Road to NumPy 2.0
hackmd.ioWhile we are trying to minimize the disruptions, there is one thing project maintainers should do right now: pin the maximum NumPy to <2.0 in their ~`pyproject.toml`~ project dependencies. This will ensure they do not inadvertently upgrade before they are ready to do so. Once numpy2.0 is released, you can check that your code works with it, and then release the pin.
Definitely good advice on pinning the upper range for major versions. Pandas 2.0 inadvertently broke spark’s toPandas for (at the time) all existing spark versions, which some of our users lean on. Pandas response to this was apparently to upgrade spark to a version that was not yet released. We lost about half a day’s work from a small handful of devs trying to identify why some of our users were seeing sudden failures.
I think that ndarray is the most successful abstraction I've come across. Numerical computing is a domain ripe for terrible code, but multi-indexing, broadcasting, mask arrays, .reshape(), .where(), linspace(), and all that are so well made and useful they are now the standard grammar of data science. Yes you've seen horrible numpy code before, but how much worse would it be if it had been written by the same person in raw C with only malloc and pointer arithmetic?
Just FYI, numpy by no means pioneered this concept. There was Fortran before, as a language built around n-dimensional arrays. And even Fortran was not the first one, as some stack based programming languages (such as APL, IIRC) have similar concepts. Also languages such as R and evventually Matlab (as a kind-of nicer frontend to Fortran libs) pioneered this concept. However, Numpy was the first library bringing this into a general-purpose language as Python is.
Fortran, Matlab and all array based languages (APL, J, K, Niall, etc) have these constructs at their core. Ndarray may be a great implementation but the ideas have all been there. I've been exploring J recently and the flexibility and compactness is tremendous.
Numeric Python, the original numpy, was based mainly on the MATLAB array object. Of course, it was also influenced by FORTRAN and other languages, but ultimately, it was taken from the mental model of MATLAB.
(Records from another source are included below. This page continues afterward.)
PR #5079, opened 2015-09-10
Redirects global lovely

### LINKED ISSUE #5020: BR/MX admin need to to be able to edit content not created by them

itsjoekent:
#### What's this PR do?
- Exports new regional admin permissions to edit any campaign content and static content
- Redirects users to the proper translation page if the node source language does not match the user language 

dosomething_campaign.module -- campaign_init()
- Create a new campaign 
- Under a new account with a different language, edit the campaign. 
  - It should redirect you to a url containing /add/<node language>/<user language>
- Save the campaign
- Hit 'Edit' again
  - It should redirect you to a url ending with your user language 

Multiple hooks were tried and discussed in #global but in the end we decided to go with hook_init() 
#### Relevant tickets

Fixes #5020 

@angaither

### DIFF
--- a/lib/modules/dosomething/dosomething_campaign/dosomething_campaign.module
+++ b/lib/modules/dosomething/dosomething_campaign/dosomething_campaign.module
@@ -26,6 +26,37 @@ function dosomething_campaign_form_campaign_node_form_alter(&$form, &$form_state
   $form['#after_build'][] = 'dosomething_campaign_form_campaign_node_form_after_build';
 }
 
+function dosomething_campaign_init() {
+  // Get the URL and split it up
+  $current_path = current_path();
+  $path_items = explode('/', $current_path);
+
+  // Verify we're dealing with a node edit with no translation specification in the URL
+  if ($path_items[0] == "node" && is_numeric($path_items[1]) && count($path_items) == 3) {
+    // Load the page node and user
+    $nid = $path_items[1];
+    $node = node_load($nid);
+    global $user;
+
+    // Load the languages being used
+    $src_language = $node->language;
+    $user_language = $user->language;
+
+    // If we're not working on a translation, no need to re-direct.
+    if ($src_language != $user_language) {
+      // Determines if the url needs the /add/source/ component
+      $new_translation_prefix = isset($node->translations->data[$user_language]) ? '' : 'add/' . $src_language . '/';
+
+      // Append the user language
+      $lang_append = $new_translation_prefix . $user_language;
+
+      // Build complete URL and redirect
+      $new_url = str_replace(' ', '', '/node/' . $nid . '/edit/' . $lang_append);
+      drupal_goto($new_url);
+    }
+  }
+}
+
 /**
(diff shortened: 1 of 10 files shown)


DFurnes:
Solid branch name. :trophy:

itsjoekent:
credit goes to @angaither

lib/modules/dosomething/dosomething_campaign/dosomething_campaign.module
```diff
@@ -26,6 +26,37 @@ function dosomething_campaign_form_campaign_node_form_alter(&$form, &$form_state
   $form['#after_build'][] = 'dosomething_campaign_form_campaign_node_form_after_build';
 }
 
+function dosomething_campaign_init() {
+  // Get the URL and split it up
+  $current_path = current_path();
```
angaither: @deadlybutter this looks like the older version of the code

itsjoekent: yeah it is :rage:

itsjoekent:
@angaither I think its ready

lib/modules/dosomething/dosomething_campaign/dosomething_campaign.strongarm.inc
```diff
@@ -15,7 +15,7 @@ function dosomething_campaign_strongarm() {
   $strongarm->api_version = 1;
   $strongarm->name = 'entity_translation_settings_node__campaign';
   $strongarm->value = array(
-    'default_language' => 'xx-et-default',
+    'default_language' => 'xx-et-author',
```
angaither: @deadlybutter we want to keep this as `default` (it's a setting in that entity translate tab) 
you can just make the change to the file manually, and amend the commit, or export the setting again
http://superuser.com/questions/229290/how-to-amend-the-last-commit-to-un-add-a-file

angaither:
:+1:

PR #5080, opened 2015-09-10
Display Partner logos on Static Content Types

### LINKED ISSUE #5037: static content partner logo
for the yahoo partnership we need the ability to add partner logo on static content
this field is already there, but needs to be output on the template

sbsmith86:
#### What's this PR do?
- Displays sponsor logos if they exists in the global header, which is what is used on static content pages. 
- Added some null checks for variables being sent to fact pages that were throwing error if no sponsor was set. 
- Adds the info bar to fact pages. 

`preprocess.inc` is where variables are preprocessed and sent to the header theme function.

Add a sponsor to a static content page, and you should see the sponsor logo displayed on the page. 

Fixes #5037

### DIFF
--- a/lib/themes/dosomething/paraneue_dosomething/templates/fact/node--fact_page.tpl.php
+++ b/lib/themes/dosomething/paraneue_dosomething/templates/fact/node--fact_page.tpl.php
@@ -22,7 +22,7 @@
         <h2 class="header__subtitle"><?php print $subtitle; ?></h2>
       <?php endif; ?>
 
-      <?php print $promotions; ?>
+      <?php if (isset($promotions)) { print $promotions; } ?>
     </div>
   </header>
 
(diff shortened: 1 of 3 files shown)


lib/themes/dosomething/paraneue_dosomething/templates/fact/node--fact_page.tpl.php
```diff
@@ -100,4 +100,8 @@
       </div>
     </div>
   <?php endif; ?>
+
+  <?php if ($info_bar): ?>
```
angaither, line 104: what's an `$info_bar`?

angaither:
:+1:

lib/themes/dosomething/paraneue_dosomething/templates/fact/node--fact_page.tpl.php
sbsmith86, line 104: @angaither it's the little bar above the footer that says "In partnership with..."

angaither, line 104: enjoyable info!

PR #6770, opened 2016-07-27
Removes spaces before <?php tag.

sergiitk:
#### What's this PR do?

Removes spaces before `<?php` tag.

and MATLAB was entirely influenced by Fortran's array-based syntax.
s/stack/array/
Fortran was created in the 1950s. APL — 60s.
I remember implementing a sliding overlapping 2d windowing by playing with the strides. I don't know how common is that trick but at the time it felt like magic.
The real interesting page IMO is the actual project roadmap:
numpy is a great library, but I find the pytorch take on it superior. It allows for much more method-chaining, which I find to be very readable in longer computations. I frequently want to reach out for it in numpy, only to see that it's a np.* function. In functional languages I would use an infix pipeline-combinator like (|>) but that's not possible in python.
While not really python, there's Coconut language that has the infix pipeline operator and compiles into python.
This service HackMD looks pretty cool.
Still no NA?
I’m working on adding missing data support for strings as part of adding a UTF-8 variable-width string type to NumPy. Not a general solution but should help with a lot of use-cases. https://numpy.org/neps/nep-0055-string_dtype.html
The current memory use of string arrays is another major issue, glad to see this being worked on!
np.nan? Not trying to be funny, but hoping to learn whether I'm missing something about limitations of np.nan which would be solved by some other kind of missing value indicator.
np.nan is only for floats, doesn't help with integer, boolean, string etc. Also, datetimes have NaT, but it's troublesome to e.g. do different checks np.isnan() or np.isnat() depending in the data type. And we don't even have np.nat, but need np.datetime64("NaT"), so it's just confusing.
Why not use a structured array with an 'isna' field to use as a mask when performing operations?
How is that convenient? Missing data support belongs deep in NumPy itself (or any other similar package) so that operations can do the right thing and missing values propagate correctly. For example, let's say you want by definition missing values to sort last. If you roll out your custom missing value marker, you'll also need to roll out your own custom sort function. And the same for a whole lot more stuff.
What about a MaskedArray? ndarrays are homogeneous by definition.